Sigh...I can't wait for January to be over...

Saturday, January 16, 2010

The family that plays together gets sick together

It started with the boy - congestion, coughing, fever, sleepless nights. In my attempt to be Amazing Nurturing Mom, I made myself susceptible to his illness. I cuddled him, hugged him, kissed him, wiped his runny nose until he felt better. And I felt like a hero until I became congested, started coughing, and couldn't sleep. Now I'm just cranky and trying to explain to a much-better son that Mommy is now sick and could really use some time to just rest and feel better too.

Thankfully dearest spouse is still well (probably due to sleeping on the couch for the past two nights and refusing to get within a 5 ft. radius of either son or me) and is able to divert the boy long enough to give me spare moments of peace and healing time. And how do I spend these moments? Blogging, of course. I figure it's a low-energy activity and keeps my mind sharp while my body recovers.

And the boy won't be distracted for long. He's a Mommy's Boy if ever there was one, and he'll find me. Oh, he'll find me. And I'll ask him for cuddles and hugs and kisses to help make me better too. Because that's what families do.

Thursday, January 14, 2010

Embracing the Only Child

I'm not an only child, and now that I'm well into adulthood, I'm thankful for that. I have one younger brother, and while I adore him now, our childhood relationship was definitely strongly love-hate: I loved him and he appeared to hate me. I know, I know, this is not the truth, but we were not good friends then.
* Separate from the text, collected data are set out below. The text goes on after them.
Issue #700, opened 2022-06-27
Implement Structs inside Structs


Smit-create:
Python: 
```py
from ltypes import i32, f32, dataclass

@dataclass
class A:
    y: f32
    x: i32

@dataclass
class B:
    a: A
    z: i32

def f(b: B):
    print(b.z)
    print(b.a.x)
    print(b.a.y)

def g():
    b: B
    b.z = 1
    b.a.x = 2
    b.a.y = 3.0
    f(b)

g()
```

Error:
```
semantic error: Only Name is supported for now in Attribute
  --> expr.py:15:11
   |
15 |     print(b.a.x)
   |           ^^^^^ 
```

Issue #691, opened 2022-06-25
Add Structs Array support


Smit-create:
Python code:
```py
from ltypes import i32, f32, dataclass

@dataclass
class A:
    y: f32
    x: i32

def g():
    y: A[2]
    y[0].x = 1
    y[0].y = 1.1
    y[1].x = 2
    y[1].y = 2.2

g()
```
Error:
```
semantic error: Only Name is supported for now in Attribute
  --> expr.py:10:5
   |
10 |     y[0].x = 1
   |     ^^^^^^ 
```

redbopo:
Hi @Smit-create , I think I can fix this with a patch.

Smit-create:
Sure, that would be great. Thank you!

redbopo:
Just the same in previous

```
from ltypes import i32, f32, dataclass

@dataclass
class A:
    y: f32
    x: i32

def g():
    y: A[2]
    y[0].x = 1
    y[0].y = 1.1
    y[1].x = 2
    y[1].y = 2.2

g()
```

czgdp1807:
@redbopo In response to https://github.com/lcompilers/lpython/issues/691#issuecomment-1168675985,

https://github.com/lcompilers/lpython/pull/718/commits/772eda6df1fbf11df7e05eabefc705fcfc12584c

Since we are supporting arrays of structs for the first time, `ArrayRef` visitor is required to set `der_type_name`. In the above commit I have done the same.

PR #707, opened 2022-06-28
Adding support for Structs inside Structs

czgdp1807:
Closes https://github.com/lcompilers/lpython/issues/700


czgdp1807:
So the scene is a bit tricky here,

1. Fortran (i.e., concerned with LFortran) - By default, members which are of derived type are stored by value. Which means when you initialise say as `employee(jack, 2003)` where, `jack = person("Jack", "Smith")` then `jack` will be deep copied and hence, changes in `jack.fname` or any of its data members won't affect `employee.person.fname`.
2. Python (i.e., concerned with LPython) - By default, members which are of derived type are stored by reference. Taking the same example in point 1, now changes in `jack.fname` would be reflected in `employee.person.fname` and vice-versa.

Since, LLVM backend is common in both so either to store a derived type member of a struct by value or by reference should be somehow encoded in ASR while constructing it from input language's AST. For now, what I have done is, in LPython I wrap the derived type member in a Pointer type and rest of the code as is. So, in LLVM backend, the derived type members are pointers and hence effectively they get stored by reference and point 2 is satisfied.

cc: @certik

certik (approved):
I think that this is fine to go in.

Regarding value/reference, I would need to understand the details more. The options on the table are either

* keep ASR as is, and somehow support a subset of Python that maps to the current design
* modify ASR possibly as reference, and modify LFortran to use it, assuming it is a superset
* Add a flag to ASR Struct node, to choose which one it is

Ideally I am trying to keep the ASR simple and small, the smallest design that covers Fortran and the ahead of time compiled Python.

czgdp1807:
Its the difference in semantics of Python and Fortran regarding derived types a.k.a classes which is the concern here. You can play around with the test in this PR and write something similar for Fortran, the differences will be clear.

czgdp1807:
> Without knowing the details, it seems by value and no flag is the simplest/fastest, but if it can't be made to work with Python, then we need to improve the design.

As far as I can understand, do you mean that we should always deep copy. I think this won't give the expected behaviour in Python.

certik:
It needs to behave like CPython. So either we give a compiler (or runtime) error, or it must behave like CPython.

I see, CPython is by reference. A simple solution is to never access the original variable (checked at compile time). Then it can be compiled by value.

czgdp1807:
Well depends on how we fix, #691 . I will fix that first and then add this restriction.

Many of our circumstances conspired against improving our relationship early, but thankfully we withstood those challenges and can now laugh about our antics then.

Despite this rocky sibling connection, I thought it would be in dearest son's best interest to have a sibling. After all, who else will you be able to share those crazy family stories at holidays? And I love children. I adore being a mom. It seemed completely natural that we would try again. And it seemed completely natural that it would be as easy as it was the first time. Then we were made aware that nature works in many ways.

We tried. Several times. Three of those times I saw two lovely lines only to be followed by loss. I don't think I've ever been so devastated in my life. But time does heal all wounds, and we tried again, with no success. This last venture dearest spouse and I made an agreement: if I became pregnant, we would embrace another child and live happily ever after. If I didn't become pregnant, we would embrace our only child and live happily ever after. I didn't become pregnant, and now dearest son will be an only child. And I'm really OK with that.

So there's the background. It stands to reason that the ride with an only child is probably not as wild as it is with several children, but knowing my dearest spouse and myself, it's going to be pretty crazy all the same. Enjoy!